FOCUS – Enron and all that
My first job when I graduated from college thirty years ago was as a banker. I was pretty good at it, and in the course of two years I was promoted from management trainee to branch accountant to regional head office instructor, and was on track for a management position in a downtown Toronto branch when I quit to go to UCLA and study philosophy. As I follow the financial news these days, I wonder what kind of a man I would have become if I’d staying in banking instead.
As it was, I don’t think I cared enough about money to stay. Which means that I’m now scrambling just to get a handle on the language in which the present “scandals” around Enron, WorldCom, Arthur Andersen, etc. are being reported. “Capitalizing operating expenses,” “off-balance-sheet financing,” “stock options” are not terms I use every day. But what is happening is too important to ignore.
At the center are corporate CEOs. Stories have focused on their pay, their stock options, their accountability. We learn that heads of big business are often paid forty times what the average workers in their companies make–and perks and bonuses come on top of that. I have a hard time thinking anyone’s work could possibly be worth that kind of money. People are asking, “Is it fair?”
Well, it depends on what principles of fairness we appeal to. For most of my career as an employee of The Salvation Army, I have been paid more than my officer bosses. That’s because historically Salvation Army officers have not been paid a salary at all. They have received a living allowance based on their needs. I have been compensated on the basis of my education, responsibility level, proven success, and so on, but they have been paid according to what it takes to feed and clothe and educate themselves and their family. The principle behind the contracts that corporate CEOs and sports stars sign is different again–it’s the principle of paying someone on the basis of what the market will bear. Arguing whether one way is truly fair and the others aren’t could be a long debate (for another time). But the fact that we care to debate it at all shows that fairness, a moral value, and not just money, a material value, matters to us.
Even more serious than the charge that CEOs are paid too much is the allegation that they have devised or participated in schemes to misrepresent the value of the businesses they manage, and in so doing misled investors.
This is an issue of character more than of balance sheets. I thought President Bush made that point in a masterful way in his July 10Wall Street speech. “Everyone in a company should live up to high standards,” he said, “but the burden of leadership rightly belongs to the chief executive officer. CEOs set the ethical direction for their companies. They set a moral tone by the decisions they make, the respect they show their employees and their willingness to be held accountable for their actions….We need men and women of character who know the difference between ambition and destructive greed, between justified risks and irresponsibility, between enterprise and fraud.”

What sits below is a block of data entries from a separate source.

PR #3557, opened 2026-08-19
SONIC whole-body controller for the G1

Nabla7:
Adds NVIDIA GEAR-SONIC v1.1 as a unified 29-joint G1 controller, with a standalone Zenoh blueprint for MuJoCo and hardware. `ControlCoordinator` accepts velocity commands, selectable locomotion modes, motion clips and optional numeric reference targets. The controller runs independently of headset integrations.

Tasks load and prepare their initial hold before adapters activate. Hardware starts unarmed in dry-run, ramps from the measured pose when armed, and continuously refreshes hold commands. SONIC faults latch damping; the independent DDS publisher also checks command and feedback freshness. SONIC opts into bounded Zenoh delivery so busy subscribers discard old targets.

`dimos-sonic-models` explicitly installs the pinned v1.1 policy, planner and observation configuration from Hugging Face, plus 13 clips from pinned NVIDIA sources, and verifies SHA-256 hashes in the shared DimOS cache. `bin/hardware/g1/setup-sonic` detects JetPack 5/6, checks CUDA/cuDNN prerequisites, and installs the matching ONNX Runtime and model assets. [Setup and RPC examples](https://github.com/dimensionalOS/dimos/blob/pim/feat/g1-sonic-wbc/dimos/control/tasks/g1_sonic_wbc_task/README.md).

Floor commands keep squat/kneeling stationary and stop crawl translation at neutral input. Face-down mode 7 is excluded from the selectable menu, matching NVIDIA's deployment menu.

Validation:

- 66 focused pipeline, task and G1 hardware-connection tests passed. All changed-file pre-commit hooks passed. Four generated-registry checks and mypy on the five edited production Python files passed on September 16 against the same production code.
- The actual standalone blueprint ran the v1.1 models with CUDA and MuJoCo on a private Zenoh bus: standing, walking, turning, stopping, an eight-second Macarena sample, return to planner, and a latched shell E-stop with reset refused. The robot stayed upright throughout the 25-second sequence; minimum sampled root height was 0.745 m.
- All 43 model/config/clip assets verified offline. The combined installer passed Bash syntax checks and isolated prerequisite checks for both JetPack releases, including missing-library rejection.

Limits: the combined installer has not been executed on a Jetson, and this update has no new physical-robot activation. Crawl stability, timed floor transitions and hardware watchdog timing still need validation. Interrupted simulation startup can hit the existing stale-SHM attachment race; the first validation attempt hit it, and a clean restart passed. Full-repository CI remains separate from these local checks.


data/.lfs/sonic.tar.gz
TomCC7, line 1: I have no idea why we keep adding model (which was on huggingface) to lfs. should just pull from huggingface

dimos/control/tasks/g1_sonic_wbc_task/zmq_wire.py
```diff
@@ -0,0 +1,174 @@
...
+    raise ValueError(f"unknown topic prefix: {raw[:16]!r}")
+
+
+def decode(raw: bytes) -> DecodedMessage:
+    """Decode one packed message (topic prefix included)."""
+    topic, body = split_topic(raw)
+    if len(body) < HEADER_SIZE:
+        raise ValueError(f"{topic}: body shorter than header ({len(body)} < {HEADER_SIZE})")
+    header_json = body[:HEADER_SIZE].rstrip(b"\x00")
+    header: dict[str, Any] = json.loads(header_json)
```
TomCC7: can use pydantic model directly instead of manual decode and field validation

dimos/control/tasks/g1_sonic_wbc_task/streamed_motion.py
```diff
@@ -0,0 +1,260 @@
...
+    motion: StreamedMotion | None = None
+    window_start: int = 0
+    frame_offset_adjustment: int = 0
+    did_catchup_reset: bool = False
+    frame_step: int = 1
+    protocol_version: int = 0
+    error: str | None = None
+
+
+def infer_protocol_version(fields: dict[str, NDArray]) -> int:
```
TomCC7, line 78: this should better be determined once and cached instead of inferring every frame?

dimos/control/tasks/g1_sonic_wbc_task/streamed_motion.py
```diff
@@ -0,0 +1,260 @@
...
+        result = MergeResult()
+
+        protocol = infer_protocol_version(fields)
+        if protocol == 0:
+            result.error = "pose message has neither joint nor SMPL data"
+            return result
+        if self._active_protocol is None:
+            self._active_protocol = protocol
+        elif self._active_protocol != protocol:
+            result.error = f"protocol version changed {self._active_protocol} -> {protocol}"
```
TomCC7: I wonder in what case would version change

TomCC7 (changes requested):
I don't see why we need zmq protocol involved here. @Nabla7 wondering why you choosed this from the first place. do you intend to let our integration work with some external nvidia tool? if not I think only porting the model will be the better option.

PR #3558, opened 2026-08-19
fix(memory): make recorder lossless under load

TomCC7:
## Summary

Fix Recorder data loss under sustained sensor load and temporary encoder or SQLite stalls. Every message accepted by Recorder is persisted in callback-arrival order, or recording fails visibly.

## Approach

- Add an opt-in bounded queue to `pSHMTransport`; its default remains the existing latest-value transport.
- Bypass Recorder's latest-value dispatcher and feed one bounded FIFO worker, which serially calls the existing `Stream.append()` path.
- Stop subscriptions, wait for in-flight callbacks to enqueue, then drain accepted work; surface queue overflow, processing/write failure, or drain timeout.

## Verification

The standalone [recorder benchmark](https://github.com/TomCC7/dim-recorder-perf) compares the generated source manifest with the completed memory2 database. Its 30-second production profile contains 22,500 observations: RGB 30 Hz, two grayscale streams at 30 Hz, depth 30 Hz, IMU 400 Hz, PointLIO 10 Hz, odometry 200 Hz, and TF 20 Hz.

All three experiments stored 22,500/22,500 observations with no missing, duplicate, corrupt, or reordered payloads:

- baseline
- one-second depth encoder stall
- SQLite writer lock

Each run sustained 64.85 MiB/s offered raw data, 38.88 MiB/s encoded payload, and about 39.07 MiB/s SQLite growth.

- Targeted Recorder tests: 11 passed
- Broad memory/pubsub/recorder suite: 511 passed, 1 deselected
- Ruff, strict mypy, and all hooks applicable to changed files passed


dimos/core/transport.py
```diff
@@ -226,6 +226,30 @@ def stop(self) -> None:
         self._started = False
 
 
+class pSHMQueueTransport(pSHMTransport[T]):
```
TomCC7: we should maybe just override existing shmtransport

dimos/protocol/pubsub/shm/ipc_factory.py
```diff
@@ -349,6 +349,7 @@ def __init__(
         self._frame_nbytes = int(self._dtype.itemsize * np.prod(self._shape))
         self._slots = int(slots)
         self._pub_lock = threading.Lock()
+        self.dropped_since_last_read = 0
```
TomCC7: is this required seems not really used

dimos/protocol/pubsub/impl/shmpubsub.py
```diff
@@ -329,6 +354,13 @@ class PickleSharedMemory(
     ...
 
 
+class ReliablePickleSharedMemory(PickleSharedMemory):
```
TomCC7: also seems no need to make a 'reliable' one as it's just the requirement

dimos/msgs/sensor_msgs/Image.py
```diff
@@ -544,7 +544,6 @@ def to_jpeg_bytes(self, quality: int = 75) -> bytes:
         Returns:
             Raw JPEG bytes.
         """
-        # Canonicalize to RGB so JPEG bytes are deterministic regardless of input format.
```
TomCC7, line 547: revert

dimos/memory/recorder_queue.py
TomCC7, line 1: why we need a new writer and new queue?

dimos/core/transport.py
TomCC7: Done. pSHMTransport now owns the behavior through queue_size (default 256; 1 for latest-only). pSHMQueueTransport was removed.

dimos/protocol/pubsub/impl/shmpubsub.py
TomCC7: Done. ReliablePickleSharedMemory was removed. PickleSharedMemory(queue_size=...) directly selects the queued SHM channel.

dimos/protocol/pubsub/shm/ipc_factory.py
TomCC7: Removed. Overflow is now derived from the monotonic sequence gap in the fanout loop, and the new integration test verifies the reported gap. There is no mutable dropped_since_last_read state.

dimos/memory/recorder_queue.py
TomCC7: Consolidated. The separate RecorderQueue and RecordWriter modules were deleted. One lifecycle-owned RecordingPipeline now hides the required per-stream preparation and serialized batched-write stages.

dimos/msgs/sensor_msgs/Image.py
TomCC7: Reverted. Image.py is no longer part of the PR diff.

dimos/memory/module.py
```diff
@@ -453,19 +510,43 @@ def _collect_pose_setters(self) -> dict[str, PoseSetter]:
...
-        self.register_disposable(Disposable(self.tf.subscribe(on_tf)))
+    @rpc
+    def stop(self) -> None:
+        """Stop inputs, drain all accepted observations, then close storage."""
+        pipeline = self._recording_pipeline
+        if pipeline is None:
+            super().stop()
+            return
+        for subscription in self._recording_subscriptions:
+            subscription.dispose()
```
paul-nechifor: What is `self._recording_subscriptions` for? You don't need to dispose because you're already registering the for disposal

```
            self._recording_subscriptions.append(subscription)
            self.register_disposable(subscription)
```

dimos/memory/module.py
```diff
@@ -453,19 +510,43 @@ def _collect_pose_setters(self) -> dict[str, PoseSetter]:
...
-    def _record_tf(self) -> None:
-        """Record the live tf stream under "tf" (no-op without a wired tf port)."""
+    def _tf_processor(self) -> Processor | None:
+        """Build the preparation stage for tf, or return None when it is unwired."""
         if getattr(self.tf, "_transport", None) is None:
             logger.warning("Recorder: tf port has no transport — not recording tf")
-            return
+            return None
         tf_stream = self.store.stream("tf", TFMessage)
+        backend = cast("Backend[Any]", tf_stream._source)  # type: ignore[attr-defined]
```
paul-nechifor: Why cast and ignore?

dimos/memory/module.py
```diff
@@ -453,19 +510,43 @@ def _collect_pose_setters(self) -> dict[str, PoseSetter]:
...
+        return process_tf
 
-        self.register_disposable(Disposable(self.tf.subscribe(on_tf)))
+    @rpc
+    def stop(self) -> None:
+        """Stop inputs, drain all accepted observations, then close storage."""
+        pipeline = self._recording_pipeline
+        if pipeline is None:
+            super().stop()
+            return
```
paul-nechifor: Why return early? Shouldn't you just not call `pipeline.close()`? If the subscriptions needed to be disposed, this would skip disposing them.

dimos/memory/backend.py
```diff
@@ -93,6 +99,28 @@ def loader() -> Any:
...
+        """Persist prepared observations in one transaction, then publish them."""
+        results: list[Observation[T]] = []
+        try:
+            for prepared in prepared_appends:
+                results.append(self._persist_prepared(prepared))
+            if hasattr(self.metadata_store, "commit"):
+                self.metadata_store.commit()
+        except BaseException:
+            if hasattr(self.metadata_store, "rollback"):
+                self.metadata_store.rollback()
```
paul-nechifor: metadata_store is an ObservationStore, but ObservationStore does not have commit/rollback. SqliteObservationStore does.

Rule of thumb: if you're using `hasattr`, it's almost always incorrect.

The issue here is that ObservationStore should support `commit/rollback` (maybe others too)

dimos/memory/module.py
TomCC7: Fixed in 3950b0e919. Recorder now owns one CompositeDisposable, registers that group once, and adds the input/error subscriptions only to the group. stop() disposes the group before draining the pipeline.

dimos/memory/backend.py
TomCC7: Fixed in 3950b0e919. ObservationStore now explicitly declares commit()/rollback() as no-op hooks for non-transactional stores; SQLite overrides them. Backend calls the contract directly, with no hasattr checks.

dimos/memory/recording.py
```diff
@@ -0,0 +1,193 @@
...
+    @staticmethod
+    def _persist(batch: list[PreparedWrite]) -> None:
+        grouped: dict[int, list[PreparedAppend[Any]]] = defaultdict(list)
+        backends: dict[int, Backend[Any]] = {}
+        for write in batch:
+            key = id(write.backend)
+            backends[key] = write.backend
+            grouped[key].append(write.append)
+        for key, appends in grouped.items():
+            backends[key].append_prepared(appends)
```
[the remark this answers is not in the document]
TomCC7: Fixed in 3950b0e919. The writer still groups persistence by backend and commits once per backend, but defers notifications until every group commits, then publishes in the original accepted FIFO. The interleaved regression test covers A1, B2, A3, B4 exactly.

dimos/memory/module.py
TomCC7: Fixed in 3950b0e919. stop() no longer returns early: it always disposes subscriptions, conditionally closes the pipeline, and always calls super().stop().

dimos/memory/module.py
TomCC7: Fixed in 3950b0e919. Recorder no longer reaches through Stream._source and has no Any/cast/type-ignore in this path. Stream.prepare_write() retains the payload type and returns a type-erased behavior command for the writer.

dimos/memory/recording.py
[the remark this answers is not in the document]
TomCC7: Update: the attempted fix was reverted in 80aca344ec pending a cleaner redesign. Reopening this thread.

dimos/memory/module.py
TomCC7: Fixed in aa1271493b. A single CompositeDisposable now owns all recording subscriptions and is registered once. Individual subscriptions are only added to that group, which is explicitly disposed before the pipeline drain.

dimos/memory/module.py
TomCC7: Fixed in aa1271493b. Stream.prepare_write() is now the public typed boundary returning PreparedWrite[T]. Recorder no longer accesses Stream._source and adds no cast or type-ignore for this path.

dimos/memory/recording.py
```diff
@@ -0,0 +1,193 @@
...
+                    break
+            try:
+                self._persist(batch)
+            except BaseException as error:
+                self.fail(error)
+                return
+
+    @staticmethod
+    def _persist(batch: list[PreparedWrite]) -> None:
+        grouped: dict[int, list[PreparedAppend[Any]]] = defaultdict(list)
```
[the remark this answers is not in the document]
TomCC7: Fixed in aa1271493b. Backend.persist_prepared commits without publishing, then RecordingPipeline replays notifications from the original interleaved batch. The worker-path regression asserts commit-A, commit-B, then notify A1, B2, A3, B4.

dimos/memory/module.py
TomCC7: Fixed in aa1271493b. stop() no longer returns early: it always disposes subscriptions, closes the pipeline when present, calls the base shutdown, and then surfaces any drain failure.

dimos/memory/backend.py
TomCC7: Fixed in aa1271493b. ObservationStore now declares commit() and rollback() as part of its interface, with explicit implementations for SQLite, memory, and read-only MCAP stores. Backend calls the contract directly; the hasattr checks are gone.

dimos/memory/recording.py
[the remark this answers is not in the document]
TomCC7: Fixed in aa1271493b. Persistence is grouped per backend and committed without notification; only after every backend group commits does the writer notify by iterating the original accepted batch. test_pipeline_batches_backends_and_preserves_global_notification_fifo covers A1, B2, A3, B4 exactly.

dimos/core/stream.py
```diff
@@ -114,10 +114,12 @@ def __init__(
         self.name = name
         self.owner = owner
         self.type = type
-        if transport:
-            self._transport = transport
-        if not hasattr(self, "_transport"):
```
TomCC7: in what case would the _transport be predefined? maybe need to keep this logic

dimos/memory/backend.py
TomCC7: Revised after looking at the boundary again: commit/rollback no longer belongs to ObservationStore. Backend now owns the transaction scope because it coordinates metadata, blob, and vector persistence. SqliteStore supplies a context over the shared backend connection; non-SQLite backends use the default no-op context. The no-op methods were removed from memory and MCAP stores, and a real SQLite regression test verifies metadata rollback when blob persistence fails.

TomCC7: Final subtraction: we removed the transaction abstraction entirely. SQLite now uses autocommit, and neither ObservationStore nor Backend exposes transaction lifecycle. A 30-second production run still stored 22,500/22,500 at unchanged bandwidth; focused and broad suites pass. This also removes the runtime callable from the generic config path.

dimos/memory/module.py
TomCC7: Kept the CompositeDisposable: it is registered once for normal module cleanup and explicitly disposed before the FIFO drain so no new messages can arrive while stopping. Individual subscriptions are not registered separately.

dimos/memory/module.py
TomCC7: The prepared-write path that introduced this cast/ignore has been removed. Recorder now calls the existing typed Stream.append() directly; the only remaining pose-setter cast is unchanged from main.

dimos/memory/module.py
TomCC7: stop() still has no early return: it always disposes subscriptions, drains the pipeline when present, calls the base shutdown, and then surfaces a drain failure.

dimos/memory/backend.py
TomCC7: Corrected in the final subtraction. The original Backend and SqliteObservationStore commit/rollback behavior is restored exactly; this PR adds no transaction or store interface and Recorder uses the existing Stream.append() lifecycle.

dimos/core/stream.py
TomCC7: Restored the original stream connection logic exactly, including support for a predefined transport. core/stream.py is no longer changed by this PR.

dimos/memory/recording.py
```diff
@@ -0,0 +1,189 @@
...
+
+    @staticmethod
+    def _persist(batch: list[PreparedWrite[Any]]) -> None:
+        grouped: dict[Backend[Any], list[PreparedAppend[Any]]] = defaultdict(list)
+        for write in batch:
+            grouped[write.backend].append(write.append)
+        for backend, appends in grouped.items():
+            backend.persist_prepared(appends)
+        for write in batch:
+            write.backend.notify(write.append.observation)
```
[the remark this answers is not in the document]
TomCC7: Obsolete after the final subtraction. Backend grouping, prepared writes, deferred notification, and batching were removed. The single FIFO worker now calls the existing Stream.append() once per accepted message, so this cross-backend partial-commit path no longer exists.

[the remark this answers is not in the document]
TomCC7: Obsolete after the final subtraction. Backend grouping, prepared writes, deferred notification, and batching were removed. The single FIFO worker now calls the existing Stream.append() once per accepted message, so this cross-backend partial-commit path no longer exists.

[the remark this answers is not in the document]
TomCC7: Obsolete after the final subtraction. Backend grouping, prepared writes, deferred notification, and batching were removed. The single FIFO worker now calls the existing Stream.append() once per accepted message, so this cross-backend partial-commit path no longer exists.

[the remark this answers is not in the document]
TomCC7: Obsolete after the final subtraction. Backend grouping, prepared writes, deferred notification, and batching were removed. The single FIFO worker now calls the existing Stream.append() once per accepted message, so this cross-backend partial-commit path no longer exists.

dimos/memory/module.py
```diff
@@ -453,19 +490,33 @@ def _collect_pose_setters(self) -> dict[str, PoseSetter]:
...
+        pipeline = self._recording_pipeline
+        subscriptions = self._recording_subscriptions
+        if subscriptions is not None:
+            subscriptions.dispose()
+        failure: Exception | None = None
+        if pipeline is not None:
+            try:
+                pipeline.close()
+            except Exception as error:
+                failure = error
```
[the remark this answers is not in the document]
TomCC7: Fixed in bd61da688b. Each transport callback now enters a shared RecordingPipeline callback barrier before timestamping/submission. close() uses the same drain deadline to wait for admitted callbacks, then closes and drains the FIFO. A deterministic event-driven regression test pauses an in-flight callback before submit, verifies stop blocks, then verifies the frame is processed without callback-thread errors.

paul-nechifor (approved):

paul-nechifor (changes requested):
There are these requests: https://discord.com/channels/1341146487186391173/1491987064294609038/1540288322281414696

leshy (changes requested):
https://discord.com/channels/1341146487186391173/1491987064294609038/1540288322281414696 

a bunch of questions on this

TomCC7:
wrong approach here, closing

So how do we get such men and women of character? The President talked about “tougher laws and stricter requirements.” He also said “our schools of business must be principal teachers of right and wrong and not surrender to moral confusion and relativism.” All of which is fine as far as it goes. But where is mention of the importance of church and family, traditionally key factors in the formation of moral character? I think we should take that as a challenge.
Where will the values of the professors in the business schools come from, and what standard of right and wrong will they pass on? Prof. Mark Kingwell of Baruch College, CUNY, recently wrote: “greed is not an excrescence on the true benign nature of markets…to condemn greed in markets is as incoherent as damning the flow of water in turbines.” I trust that this is not the only attitude out there, but it is out there, and so we should not assume that just because a business school talks about values that it’s talking about values that fit with Christian ethics.
And even if the fit were perfect, how old are people by the time they get to university? We can’t wait until then to start character development! As children, future CEOs and CFOs need to be learning to love the Jesus who loves them more than money; and as adolescents they need to be nurtured in a church community whose arms embrace “the whosoever,” refusing to give preferential advantage on the basis of wealth and prestige (James 2).
These of course are lessons we all need, not just present and future CEOs. If I were to take issue with President Bush’s analysis at any point it would be for saying “ultimately, the ethics of American business depend on the conscience of America’s business leaders.” We are all in this together. It would be easy, too easy, to blame the CEOs for the present market woes. Alan Greenspan had a point in saying that we as a community had caught “infectious greed.” The antidote we all need is the infectious love of neighbor that God promises to “pour into our hearts through the Holy Spirit” (Romans 5:5).